Nine hundred years ago, the Cahokia Mounds settlement just across the Mississippi River from present-day St. Louis bustled with roughly 50,000 people in the metropolitan area, making it one of the largest communities in the world. By 1400, however, the once-popular site was practically deserted, a mass departure that remains shrouded in mystery.
One popular theory is that the Cahokia residents abandoned the settlement after a massive crop failure brought on by a prolonged drought. But a new study in the journal The Holocene by Natalie Mueller, assistant professor of archaeology in Arts & Sciences at Washington University in St. Louis, and Caitlin Rankin, PhD ’20, suggests the Cahokians likely had other reasons to leave town.
Rankin dug deep into the soil at the historic Cahokia site to collect isotopes of carbon, atoms left behind by the plants growing when the human population collapsed and drought was common across the Midwest.
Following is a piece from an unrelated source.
PR #7571, opened 2025-04-11
Refactor: Standard filesystem management for input.

Symbiomatrix:
I do not see any reason why input should be loaded directly in the nodes rather than call the existing get filenames system. I have a mod which allows custom sorting and it's awkward having to override these classes as well.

All plants use one of two types of carbon, Carbon 12 and Carbon 13, for photosynthesis, but not all plants do photosynthesis the same way. Plants adapted to dry climates — including prairie grasses and maize, an important new crop during the Cahokia period — incorporate carbon into their bodies at rates that leave behind a tell-tale signature when the plants die and decay.
Most of the other plants that the Cahokians would have harvested for food — including squash, goosefoot and sumpweed — will leave a different signature, one they share with plants from wetlands and native forests.
Rankin’s samples showed that ratios of Carbon 12 and Carbon 13 stayed relatively consistent during that crucial period — a sign there was no radical shift in the types of plants growing in the area. “We saw no evidence that prairie grasses were taking over, which we would expect in a scenario where widespread crop failure was occurring,” Mueller said.
The Cahokians are known for their ingenuity, and Rankin said they may have had the engineering and irrigation skills to keep crops flourishing under difficult conditions. “It’s possible that they weren’t really feeling the impacts of the drought,” said Rankin, now an archaeologist with the Bureau of Land Management in Nevada.
Mueller added that the sophisticated society that blossomed at Cahokia almost certainly included a storage system for grains and other foods. Residents also enjoyed a varied and diverse diet — including fish, birds, deer, bear and forest fruits and nuts — that would have kept them nourished even if a few food sources disappeared.
To get a better grasp of the diets and agricultural practices of Indigenous people of the Midwest, Mueller hopes to build a database that collects paleo-botanical evidence from across the region. “Gathering that information would help us see if people switched to different crops in response to climate change,” she said. She’s also planning to grow certain food crops in controlled conditions on campus to understand how they might have responded to ancient droughts and other challenges.
So, why did the Cahokians leave their land of plenty? Mueller suspects it was a gradual process. “I don’t envision a scene where thousands of people were suddenly streaming out of town,” she said. “People probably just spread out to be near kin or to find different opportunities.”
“They put a lot of effort into building these mounds, but there were probably external pressures that caused them to leave,” Rankin said. “The picture is likely complicated.”